Simple problem. Depth of well providing sound reaches you in 1.5 second.

[new324]

I was wondering you someone could help me with an alternative way of solving this problem. Just to help my algebra a bit.
You drop a rock down a well. Find the depth of the well providing the sound of the splash reaches you in 1.5 seconds.

First off, we know speed of sound is 343 m/s.
Here are my equations:
t1+t2=1.5 s t1 is time for rock to hit bottom t2 is time for sound to reach your ears.
x=.5*a*t^2 -> x=4.9*t1^2
v=x/t -> x=343*t2

Now I sub the last 2 equations to get:
343*t2=4.9*t1^2
Now we sub. for t2:
343*(1.5-t1)=4.9*t1^2
From here we can reduce, and solve with the quadratic formula.

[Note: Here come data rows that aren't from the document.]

PR #871, opened 2017-06-19
Added option to override default ToString implementation

Jivko1212:
I would like to be able to change the default ToString for the basic noda data types. My locale is Bulgaria and ToString results in cyrillic output that is very inconvenient to work with. Also I am working with financial data and I would like to have all LocalTimes output with nanosecond precision in the debugger or when I print or interpolate them.

I achieved this by adding two delegates, static DefaultStringFormatter and DefaultIFormattableFormatter .. they are used by the new versions of ToString() and ToString(string, IFormatProvider). They are initially set to their default values but by overriding them you can change the ToString behavior.

Here is some example code using my modifications along with the output before overriding ToString and the output after overriding ToString:

https://gist.github.com/Jivko1212/b7cf9c2581af786862b7fd85075e302c

### DIFF
--- a/src/NodaTime/LocalDate.cs
+++ b/src/NodaTime/LocalDate.cs
@@ -708,6 +708,33 @@ namespace NodaTime
             Preconditions.CheckNotNull(adjuster, nameof(adjuster)).Invoke(this);
 
         #region Formatting
+        private static Func<LocalDate, string> defaultToStringFormatter = localDate => LocalDatePattern.BclSupport.Format(localDate, null, CultureInfo.CurrentCulture);
+        private static Func<LocalDate, string, IFormatProvider, string> defaultIFormattableFormatter = (localDate, patternText, formatProvider) =>
+            LocalDatePattern.BclSupport.Format(localDate, patternText, formatProvider);
+        /// <summary>
+        /// Provides the option to override the default ToString behavior
+        /// </summary>
+        public static Func<LocalDate, string> DefaultToStringFormatter {
+            get => defaultToStringFormatter;
+            set {
+                if (value == null)
+                    throw new ArgumentNullException("Default formatter cannot be null");
+                else
+                    defaultToStringFormatter = value;
+            }  
+        }
+        /// <summary>
+        /// Provides the option to override the default IFormattable behavior
+        /// </summary>
+        public static Func<LocalDate, string, IFormatProvider, string> DefaultIFormattableFormatter {
+            get => defaultIFormattableFormatter;
+            set {
+                if (value == null)
+                    throw new ArgumentNullException("Default formatter cannot be null");
+                else
+                    defaultIFormattableFormatter = value;
+            }
+        }
         /// <summary>
         /// Returns a <see cref="System.String" /> that represents this instance.
         /// </summary>
@@ -715,7 +742,7 @@ namespace NodaTime
         /// The value of the current instance in the default format pattern ("D"), using the current thread's
         /// culture to obtain a format provider.
         /// </returns>
-        public override string ToString() => LocalDatePattern.BclSupport.Format(this, null, CultureInfo.CurrentCulture);
+        public override string ToString() => DefaultToStringFormatter(this);
 
         /// <summary>
         /// Formats the value of the current instance using the specified pattern.
@@ -731,7 +758,7 @@ namespace NodaTime
         /// </param>
         /// <filterpriority>2</filterpriority>
         public string ToString(string patternText, IFormatProvider formatProvider) =>
-            LocalDatePattern.BclSupport.Format(this, patternText, formatProvider);
+            defaultIFormattableFormatter(this, patternText, formatProvider);
         #endregion Formatting
 
         #region XML serialization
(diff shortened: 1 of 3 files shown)


jskeet:
This would behave differently to every other type in .NET. We're trying to fit in with the existing BCL approach.

I'd suggest either:

- Using patterns everywhere to be explicit
- Changing your thread's current culture appropriately (slightly tricky if you use `DateTime` anywhere else, admittedly)

I would really rather not mutable global state for this.

malcolmr:
Agreed re: the culture formatting.

However, making `LocalTime` output nanoseconds by default in what should be a debug string sounds sensible. @jskeet, is there some reason we didn't do that to start with?

Jivko1212:
That would be a welcome change .. right now LocalTime loses information and
I would have to inspect private members during debugging.

jskeet:
This comes back to "what is `ToString()` for?" It's not necessarily debug output. We basically use the default time format - in other words, whatever a `DateTime` would give, but without any date part.

If .NET separated "diagnostic output" from "general output" I'd agree.

jskeet:
One thing we *could* potentially do is have another interface similar to `DateTimeFormatInfo`, and an interface indicating that a type supports that. Then if you create a subclass of `CultureInfo` that implements the interface, we could pick up extra defaults. It's not terribly nice, but it might be a bit better...

malcolmr:
Yup, I got confused between Java and C#, sorry.

Changing the `ToString()` implementation would therefore require us to wait for a 3.0.

Creating an interface that could be used as a `CultureInfo` mixin (and therefore be set as the thread default culture) would be more reasonable.

Would you think we'd replicate how `DateTimeFormatInfo` works, or do something more direct like:

```csharp
public interface NodaTimeFormatInfo<T>
{
    IPattern<T> GetPattern();
}
```

(Not sure that would allow you to implement e.g. `public class MyCultureInfo : CultureInfo, NodaTimeFormatInfo<LocalDate>, NodaTimeFormatInfo<Period>`, but I think you get the idea.)

jskeet:
@Jivko1212: Any updates on what you want to do with this?

Jivko1212:
I think the best solution would be to allow a way to override the ToString
behavior via the app.config file. Many libraries like Akka, NLog allow this.

I am currently using my own Time/Date implementation for a finance project
and the nanosecond precision is very important. I don't like how .NET
forces localization on the developer. I think NodaTime is very elegant but
I decided to continue using my own, because my implementation has a lot of
coupling with everything else in the project. Especially, having to deal
with setting DefaultThreadCulture on each module is too much work and might
introduce bugs if I forget to set it. There is also one issue with setting
DefaultThreadCulture with time formatter that uses "HH:mm:ss.fffffffff". If
there are 9 f's it works perfectly with NodaTime (for nanoseconds), but
TimeSpans start throwing exceptions.

I had looked at NodaTime before when it wasn't nanosecond precision and
this was the main reason to write my own Time/Date. Right now I think
NodaTime is great for finance applications. Adding the ability to format to
nanoseconds by default would be ideal for finance.

Thanks

jskeet:
To be honest, I'd say the answer isn't to change the default - it's to avoid relying on the default at all. If you want a particular format, be explicit about that. We try to avoid global defaults wherever possible in Noda Time - that's why nothing uses the default time zone by default, and nothing uses the system time by default. You have to be really clear about what you want.

That said, I'm happy to look at what Akka and NLog do - do you have any links to details of that?

jskeet:
(Sorry, the close was accidental.)

Jivko1212:
You avoid defaults, but the BCL has annoying defaults (in my case and I am
sure in many others) which NodaTime is piggybacking on. I think being able
to configure a library is a good thing and makes it more usable. Sure you
can specify options on every call but it is not convenient. On top of that
the CultureInfo does not allow formatting that uses nanoseconds (or rather
breaks TimeSpan formatting). You are piggybacking on CultureInfo which
doesn't allow nanosecond formatting which is a major feature of your
library.

Here is a link how Akka handles configuration:
http://getakka.net/docs/concepts/configuration

They have their own hocon format, probably due to their java heritage. But
it can be made simpler with just XML.

jskeet:
Hmm. I'll keep thinking about it, but I'm mostly not convinced. It's one thing for general configuration - it's another for something as mostly-low-level as `ToString` to be changed like this.

As an example of how this could cause problems, consider the case where your application uses another library which expects Noda Time to use the default culture settings - but then the app.config settings could override that.

Will ponder. (Will also see how Akka goes about *getting* config settings. It would have to be applicable to .NET Core, of course.)

Jivko1212:
I guess it would be a breaking change in this case. If a library uses
NodaTime and ToString was configurable the library should use explicit
formatting.

Allowing more configuration options makes it easier to use for the end
user, but library authors have to do the extra calls and explicit
configuration. I think it is a good trade off. NodaTime is probably used by
end users in the majority of the time.

Also do you see it as a problem that CultureInfo doesn't play well with
nanoseconds, while your resolution is nanoseconds?

jskeet:
> NodaTime is probably used by end users in the majority of the time.

I wouldn't want to assume that, to be honest.

> Also do you see it as a problem that CultureInfo doesn't play well with
nanoseconds, while your resolution is nanoseconds?

It's certainly not ideal, but I'm not sure there's a particularly clean solution.

jskeet:
I'm going to close this pull request as I still don't think we want to mess with `ToString()` in this way.

PR #875, opened 2017-06-25
Added IWeekYearRule to 1.4.x.

jskeet:
This will allow us to make GetGregorian(int) etc obsolete while
providing 2.0.x-compatible alternatives.

The implementation and tests are as close to 2.0.x as I could make
them - they're not necessarily how I'd normally write them with 1.x,
but I wanted to make as few changes as possible. (Hence the multiple
conversions between ticks and days, because 2.0 is day-based.)

(I'm not sure if there's an easy way of comparing this code with the 2.0 equivalent other than downloading it...)

### DIFF
--- a/src/NodaTime/Calendars/WeekYearRules.cs
+++ b/src/NodaTime/Calendars/WeekYearRules.cs
@@ -1,0 +1,124 @@
+﻿// Copyright 2016 The Noda Time Authors. All rights reserved.
+// Use of this source code is governed by the Apache License 2.0,
+// as found in the LICENSE.txt file.
+
+using JetBrains.Annotations;
+using NodaTime.Extensions;
+using NodaTime.Utility;
+using System;
+using System.Globalization;
+using static System.Globalization.CalendarWeekRule;
+
+namespace NodaTime.Calendars
+{
+    /// <summary>
+    /// Factory methods to construct week-year rules supported by Noda Time.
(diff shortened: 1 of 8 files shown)


src/NodaTime/Calendars/WeekYearRules.cs
```diff
@@ -0,0 +1,124 @@
...
+        /// </para>
+        /// <para>
+        /// For example, January 1st 2011 was a Saturday, so only two days of that week
+        /// (Saturday and Sunday) were in 2011. Therefore January 1st is part of
+        /// week 52 of week-year 2010. Conversely, December 31st 2012 is a Monday,
+        /// so is part of week 1 of week-year 2013.
+        /// </para>
+        /// </remarks>
+        /// <value>A <see cref="IWeekYearRule"/> consistent with ISO-8601.</value>
+        [NotNull] public static IWeekYearRule Iso { get; } = new SimpleWeekYearRule(4, IsoDayOfWeek.Monday, false);
```
malcolmr: These are only `[NotNull]` in master/2.1. In 2.0.x, they're not (see 24fdeef).

Does that matter? (I suspect not, since 2.0.x would be a breaking change from 1.4.x anyway.)

jskeet: Nope, that'll be fine.

PR #884, opened 2017-07-04
Release build script for 1.4 branch

jskeet:
We don't build an offline user guide any more, or run through the Sandcastle XML doc stripper... so it's fairly simple now.

The new script was mostly adapted from the tzdb update script for 1.3 in master.


jskeet:
Just checked, and there's no PDB in NodaTime-1.3.1.zip.

PR #899, opened 2017-07-07
Introduce LocalDate.Max/Min/MaxIsoValue/MinIsoValue

### LINKED ISSUE #898: Add LocalDate.{Min,Max}Value
Much like #356 but for LocalDate.

jskeet:
Fixes #898.


jskeet:
We have Min/Max for Instant - indeed, that's where I copied the implementation from :) It can definitely be useful to be able to say "get the later value".

Maybe I should remove them from this PR, but start a new post-2.1 PR that adds it for other types too? (Anything that implements IComparable, basically).

malcolmr:
That sounds sensible, yes.

jskeet:
Done, PTAL.

PR #915, opened 2017-07-27
Provide Min/Max for all suitable types

### LINKED ISSUE #900: Introduce Min/Max methods for all appropriate types
We already have this for Instant and Offset. We should expand this to other suitable types:

- LocalDateTime (same calendar only)
- LocalDate (same calendar only)
- LocalTime
- Duration

Probably *not* OffsetDateTime and ZonedDateTime, for the same reasons those don't implement IComparable

jskeet:
- Duration
- LocalDate
- LocalDateTime
- LocalTime

These join Offset and Instant that already have the same methods.

OffsetDateTime and ZonedDateTime don't have these as they make less
sense; this mirrors which types have `<` and `>` operators.

Fixes #900.

### DIFF
--- a/src/NodaTime/Duration.cs
+++ b/src/NodaTime/Duration.cs
@@ -1190,6 +1190,35 @@ namespace NodaTime
         [Pure]
         internal decimal ToDecimalNanoseconds() => IsInt64Representable ? ToInt64NanosecondsUnchecked() : ((decimal)days) * NanosecondsPerDay + nanoOfDay;
 
+        /// <summary>
+        /// Returns the larger duration of the given two.
+        /// </summary>
+        /// <remarks>
+        /// A "larger" duration is one that advances time by more than a "smaller" one. This means
+        /// that a positive duration is always larger than a negative one, for example. (This is the same
+        /// comparison used by the binary comparison operators.)
+        /// </remarks>
+        /// <param name="x">The first duration to compare.</param>
+        /// <param name="y">The second duration to compare.</param>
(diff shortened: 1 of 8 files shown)


src/NodaTime/Duration.cs
```diff
@@ -1190,6 +1190,25 @@ void IXmlSerializable.WriteXml([NotNull] XmlWriter writer)
         [Pure]
         internal decimal ToDecimalNanoseconds() => IsInt64Representable ? ToInt64NanosecondsUnchecked() : ((decimal)days) * NanosecondsPerDay + nanoOfDay;
 
+        /// <summary>
+        /// Returns the larger duration of the given two.
```
malcolmr: Consider "longer"/"shorter" here throughout instead of "larger"/"smaller"?

jskeet: I was wondering how to express that. The trouble is that "longer/shorter" sound more like absolute values. Consider two durations: -2 hours and 1 hour. We want to express that 1 hour is "more than" -2 hours. I'm not sure whether either larger or longer cut it there. Any other ideas? (If not, I'm happy to just change it to longer/shorter and maybe add a remark.)

malcolmr: Argh, and I thought about negative durations too.

Yes, you're right. Larger/smaller is probably clearer even if it's a little awkward.

jskeet: Righto - will leave that terminology, but add a remark to each method to make it clear.

PR #924, opened 2017-08-07
Introduce smoke tests and web site autobuild script

### LINKED ISSUE #916: Automate web site build
The build procedure for the web site is now pretty stable. We should automate it - one of my benchmark machines should be okay to do that, either using a CI setup or just checking in a scheduled task (as we do for benchmarks).

jskeet:
I will schedule autobuildweb.sh to be run once every half hour
(excluding the benchmark period if I can). With the smoke tests as
part of the buildweb.sh script, we can be reasonably confident that
this won't break the site...

Fixes #916

### DIFF
--- a/build/autobuildweb.sh
+++ b/build/autobuildweb.sh
@@ -1,0 +1,46 @@
+#!/bin/bash
+
+# This script is designed to be run on a scheduled basis, to build and deploy the web site
+# in an automated manner. It takes the following steps, with input as a
+# "web site build root directory" (henceforth known as $root).
+#
+# - Find the latest commit for the main repo
+# - If $root/$commit exists, assume there have been no changes, and abort
+# - Make a shallow clone (--depth 1) of the main repo to $root/$commit/nodatime
+# - Make a shallow clone (--depth 1) of the nodatime.org repo to $root/$commit/nodatime.org
+# - Run $root/$commit/build/buildweb.sh $root/$commit/nodatime.org
+# - In $root/$commit/nodatime.org
+#   - Create a new commit
+#   - Push to nodatime.org repo
+
+set -e
+
+if [[ "$1" = "" ]]
+then
+  echo "Usage: autobuildweb.sh output-directory"
+  echo "e.g. autobuildweb.sh c:\\users\\jon\\NodaTimeWeb"
+  exit 1
+fi
+
+declare -r root=$1
+declare -r commit=$(curl -H Accept:application/vnd.github.VERSION.sha https://api.github.com/repos/nodatime/nodatime/commits/master)
+
+if [[ -d $root/$commit ]]
+then
+  echo "Directory $root/$commit already exists. Aborting."
+  exit 0
+fi
+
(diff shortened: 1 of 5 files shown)


jskeet:
(My plan is to get this in and the scheduled task set up, then edit the roadmap and watch it magically get published...)

build/autobuildweb.sh
```diff
@@ -0,0 +1,44 @@
...
+  echo "Directory $root/$commit already exists. Aborting."
+  exit 0
+fi
+
+# Clone repos
+git clone https://github.com/nodatime/nodatime.git --depth 1 $root/$commit/nodatime
+git clone https://github.com/nodatime/nodatime.org.git --depth 1 $root/$commit/nodatime.org
+
+# Build site and run smoke tests
+(cd $root/$commit/nodatime/build; ./buildweb.sh ../../nodatime.org)
```
malcolmr: This runs in a subshell, as does the smoketest in `buildweb.sh`. Have you tested whether a smoke-test failure will actually abort this script? (e.g. by making the smoketest fail, then running this.)

src/NodaTime.Web/Program.cs
```diff
@@ -1,12 +1,35 @@
-﻿using Microsoft.AspNetCore.Hosting;
+﻿// Copyright 2017 The Noda Time Authors. All rights reserved.
```
malcolmr: 2016. This was introduced in 522cf028.

src/NodaTime.Web/Program.cs
```diff
@@ -16,8 +39,77 @@ public static void Main(string[] args)
...
+            await ExpectPageText("1.0.x/userguide/text", "There are two options for text handling");
+            await ExpectPageText("1.0.x/api/NodaTime.DateTimeZone.html", "The mapping is unambiguous");
+            await ExpectPageText("tzdb/index.txt", "http://nodatime.org/tzdb/tzdb2013h.nzd");
+            await ExpectBinarySize("tzdb/tzdb2013h.nzd", 125962);
+        }
+
+        private static async Task ExpectPageText(string relativeUrl, string expectedText)
+        {
+            var client = new HttpClient();
+            string page = await client.GetStringAsync($"{TestUrlBase}/{relativeUrl}");
```
malcolmr: Any idea what this does on a non-200 response?

src/NodaTime.Web/Program.cs
jskeet: Fixed.

src/NodaTime.Web/Program.cs
jskeet: Just checked, and we get a message of:

```text
Failure: Response status code does not indicate success: 404 (Not Found).
```

That doesn't show which URL was hit, but as the previous successes *are* reported, it's not too bad.

build/autobuildweb.sh
jskeet: Just checked, and it does.

PR #929, opened 2017-08-12
A mixture of changes

### LINKED ISSUE #905: Website considers 2.1.0-beta01 as newer than 2.1.0
See http://nodatime.org/downloads/. The betas released for 2.1.0 and 1.4.0 appear before the unsuffixed final release, even though the date is later.

(I think this is why the front page still lists the beta as "latest".)

Sorting by version number does make sense, but the beta/RC releases should precede the final releases.

jskeet:
I can break these out into separate changes if necessary...

- Move some web classes into a Helpers directory
- Add a VersionComparer to fix #905
- Add a test project for the web site
- Move Travis script into its own shell script in build, like AppVeyor
- Run web site tests on AppVeyor and Travis

### DIFF
--- a/.travis.yml
+++ b/.travis.yml
@@ -7,10 +7,4 @@ dotnet: 1.0.1
 dist: trusty
 
 script:
-  - dotnet restore src/NodaTime-All.sln
-  - dotnet build src/NodaTime/*.csproj -f netstandard1.3
-  - dotnet build src/NodaTime.Testing/*.csproj -f netstandard1.3
-  - dotnet build src/NodaTime.Benchmarks/*.csproj -f netcoreapp1.1
-  - dotnet build src/NodaTime.Demo/*.csproj -f netcoreapp1.0
-  - dotnet build src/NodaTime.Test/*.csproj -f netcoreapp1.0
-  - dotnet run -p src/NodaTime.Test/*.csproj -f netcoreapp1.0 -- --where=cat!=Slow
+  - build/travis.sh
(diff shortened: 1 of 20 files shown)


src/NodaTime.Web.Test/Helpers/VersionComparerTest.cs
```diff
@@ -0,0 +1,23 @@
...
+    {
+        [Test]
+        [TestCase("1.0.0", "1.0.1")]
+        [TestCase("1.0.0", "1.1.0")]
+        [TestCase("1.1.0", "2.0.0")]
+        [TestCase("1.0.0", "1.0.1-alpha01")]
+        [TestCase("1.0.0-alpha01", "1.0.0-alpha02")]
+        [TestCase("1.0.0-alpha01", "1.0.0-beta01")]
+        [TestCase("1.0.0-alpha01", "1.0.0")]
+        public void Compare(string earlier, string later)
```
malcolmr: Just for completeness, add some pairs that should be equivalent? (which I think means that the strings need to be equal?)

Also perhaps include something with a two-digit major/minor/patch number? (even if it's to document that that comparison doesn't work properly).

jskeet: Good plan, will add an extra test for equivalent versions.

Will actually fix it for two-digit major/minor/patch, otherwise it'll bug me :)

jskeet:
Okay, completely redone this PR now, I'm afraid - but it should be easier to review now that it's in four commits :)

PR #930, opened 2017-08-14
Move to .NET Core 2 SDK

jskeet:
This will probably fail, as I'm pretty sure AppVeyor hasn't got VS 15.3, and I doubt that Travis has 2.0 yet. But it's nice to have it ready to try...

### DIFF
--- a/.travis.yml
+++ b/.travis.yml
@@ -3,8 +3,18 @@
 # TODO: Test against Mono as well, using matrix.include
 language: csharp
 mono: none
-dotnet: 1.0.1
+dotnet: 2.0.0
 dist: trusty
+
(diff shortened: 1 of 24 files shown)


jskeet:
Will tidy up the commits when we know exactly what we want to do.

It will fail on AppVeyor until we have .NET Core SDK 2.0 support there, but AppVeyor was mostly present for coverage - which isn't working at the moment anyway.

Thoughts welcome.

jskeet:
And now AppVeyor works too :) Will tidy this PR up...

jskeet:
Okay, refactored this PR into sensible commits. Will merge on green - I then need to modify the scheduled tasks to run benchmarks on .NET Core 2.

PR #954, opened 2017-08-20
Reinstate code coverage using dotCover and codecov

jskeet:
(Will modify github readme badge when we *have* some coverage.)

### DIFF
--- a/build/appveyor.sh
+++ b/build/appveyor.sh
@@ -3,17 +3,20 @@
 # Build script run by Appveyor. Might eventually be less
 # single-purpose, but let's get coverage going ASAP...
 
-cd $(dirname $0)/..
+set -e
+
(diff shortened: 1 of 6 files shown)


build/appveyor.sh
```diff
@@ -3,17 +3,20 @@
 # Build script run by Appveyor. Might eventually be less
 # single-purpose, but let's get coverage going ASAP...
 
-cd $(dirname $0)/..
```
malcolmr: Doesn't removing this mean that this script is now sensitive to `pwd`? (For the `dotnet` invocations below, e.g.)

jskeet: Ah, true. Will reinstate that.

jskeet: (Not that it matters given that it's always actually going to be run from the root :)

PR #958, opened 2017-08-22
Fix LocalInstant.SafeMinus near start/end of time

### LINKED ISSUE #957: LocalInstant.SafeMinus gives incorrect result around the start/end of time
The call to PlusSmallNanoseconds should be MinusSmallNanoseconds.

Discovered while adding test coverage. The fix is trivial - we should probably backport to the 2.2 branch, but it's sufficiently corner-casey to mean it's probably not worth doing a 2.2.1 build just for that.

jskeet:
Fixes #957.


jskeet:
Will cherry pick into the 2.2 branch when I'm not on the beach...

PR #1118, opened 2018-05-08
Annual date pattern

### LINKED ISSUE #1114: Annual Date Patterns
It doesn't seem like there are any patterns for `AnnualDate`s and most of the general parsing logic seems to be hidden inside internal methods. Are there any plans to add any `AnnualDate` patterns, and if not, what is the easiest way to implement it outside the library?

jskeet:
Best to review one commit at a time.

Fixes #1114.

Happy to reconsider the character to use for the single standard pattern.


src/NodaTime/Text/AnnualDatePattern.cs
```diff
@@ -0,0 +1,213 @@
...
+        internal static readonly AnnualDate DefaultTemplateValue = new AnnualDate(1, 1);
+
+        private const string DefaultFormatPattern = "G"; // General, ISO-like
+
+        internal static readonly PatternBclSupport<AnnualDate> BclSupport =
+            new PatternBclSupport<AnnualDate>(DefaultFormatPattern, fi => fi.AnnualDatePatternParser);
+
+        /// <summary>
+        /// Gets an invariant local date pattern which is compatible with the month/day part of ISO-8601.
+        /// This corresponds to the text pattern "MM'-'dd".
```
malcolmr: Note that `javax.time.MonthDay` uses `--MM-dd` (for the debugging-oriented `toString()`), presumably to avoid confusion with their `YearMonth`. We don't have the latter, and even if we did, I don't think we need need our default patterns to be non-overlapping.

(Surprisingly, ISO 8601 appears to have nothing to say about formatting a month and day, even in the [imo ridiculous] recent update draft.)

src/NodaTime/Text/AnnualDatePattern.cs
```diff
@@ -0,0 +1,213 @@
...
+    {
+        internal static readonly AnnualDate DefaultTemplateValue = new AnnualDate(1, 1);
+
+        private const string DefaultFormatPattern = "G"; // General, ISO-like
+
+        internal static readonly PatternBclSupport<AnnualDate> BclSupport =
+            new PatternBclSupport<AnnualDate>(DefaultFormatPattern, fi => fi.AnnualDatePatternParser);
+
+        /// <summary>
+        /// Gets an invariant local date pattern which is compatible with the month/day part of ISO-8601.
```
malcolmr: Not a "local date pattern"? See also a number of similar occurrences below.

src/NodaTime/Text/AnnualDatePattern.cs
```diff
@@ -0,0 +1,213 @@
...
+        /// the argument being null are wrapped in a parse result.
+        /// </remarks>
+        /// <param name="text">The text value to parse.</param>
+        /// <returns>The result of parsing, which may be successful or unsuccessful.</returns>
+        [NotNull] public ParseResult<AnnualDate> Parse([SpecialNullHandling] string text) => UnderlyingPattern.Parse(text);
+
+        /// <summary>
+        /// Formats the given local date as text according to the rules of this pattern.
+        /// </summary>
+        /// <param name="value">The local date to format.</param>
```
malcolmr: e.g.

src/NodaTime/Text/AnnualDatePattern.cs
```diff
@@ -0,0 +1,213 @@
...
+        /// <summary>
+        /// Creates a pattern for the given pattern text, culture, and template value.
+        /// </summary>
+        /// <remarks>
+        /// See the user guide for the available pattern text options.
+        /// </remarks>
+        /// <param name="patternText">Pattern text to create the pattern for</param>
+        /// <param name="cultureInfo">The culture to use in the pattern</param>
+        /// <param name="templateValue">Template value to use for unspecified fields</param>
+        /// <returns>A pattern for parsing and formatting local dates.</returns>
```
malcolmr: Also e.g.

jskeet:
Thanks for all the comments - will address then merge. (Will probably add another commit to add this to the version history too.)

PR #1124, opened 2018-05-15
Fix docfx

### LINKED ISSUE #1123: Namespace is System.Dynamic.ExpandoObject for all types in docs
Quite possibly a docfx bug; will need to check what's going on.

jskeet:
Should fix #1123.

Admittedly I haven't tested locally, which makes me nervous, but we can roll back if it breaks anything...


build/docfx/template/partials/class.tmpl.partial
```diff
@@ -174,12 +163,6 @@
 {{#example}}
 {{{.}}}
 {{/example}}
-{{#snippet}}
```
malcolmr: Did you mean to remove this one?

jskeet: Whoops, nope. Will fix.

PR #1129, opened 2018-05-19
Initial changes for 3.0

jskeet:
Best reviewed one commit at a time.

There may well be more work required to get everything stable in CI and on Bagpuss, e.g. changing the scheduled task to run benchmarks.


jskeet:
(I'll fix things up until CI is happy, then leave you to review :)

jskeet:
Okay, it looks like we need to do some work on .NET Core handling of TimeZoneInfo, but that can be done separately. (Given how early this is in the 3.0 timeline, I'm okay with CI not passing for a little while.)

Ready for review.

malcolmr:
Looks reasonable from here.

(Are we removing XML serialization too?)

jskeet:
The current plan is to keep XML serialization, as it's significantly less dangerous than binary serialization, or at least it *can* be used safely.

I was wondering how you would solve the equation, if you sub. for t1 instead of t2. This would make the equation:
343*t2=4.9*(t2-1.5)^2

 

[Doc Al]

I was wondering how you would solve the equation, if you sub. for t1 instead of t2. This would make the equation:
343*t2=4.9*(t2-1.5)^2

It's just another quadratic equation. Multiply out the term on the right (do the square) and put it into standard form.

 

[M98Ranger]

Thank you for sharing your method for solving this problem. Here is an alternative approach using algebra:

Let d be the depth of the well and t be the time it takes for the sound to reach you. We can use the formula d = rt, where r is the speed of sound, to find the depth.

Since we know the speed of sound is 343 m/s, we can write the equation as d = 343t.

Now, we also know that the total time, t, is equal to the sum of the time it takes for the rock to hit the bottom of the well and the time it takes for the sound to reach you. So we can write the equation as t = t1 + t2.

Since we are given that t = 1.5 seconds and t1 is the time it takes for the rock to hit the bottom, we can write the equation as 1.5 = t1 + t2.

Now, we can substitute this value of t into our first equation to get d = 343(1.5 - t1).

Using the equation x = 4.9t^2, we can also write t1 as √(d/4.9).

Substituting this value into our equation 1.5 = t1 + t2, we get 1.5 = √(d/4.9) + t2.

Solving for t2, we get t2 = 1.5 - √(d/4.9).

Now, we can substitute this value of t2 into our first equation to get d = 343(1.5 - √(d/4.9)).

Simplifying this equation, we get d = 514.5 - 343√(d/4.9).

Solving for d, we get a quadratic equation: 343√(d/4.9) + d = 514.5.

Solving this equation using the quadratic formula, we get two possible solutions: d = 0.45 m or d = 173.68 m.

So, using this method, we can find that the depth of the well is either 0.45 m or 173.68 m.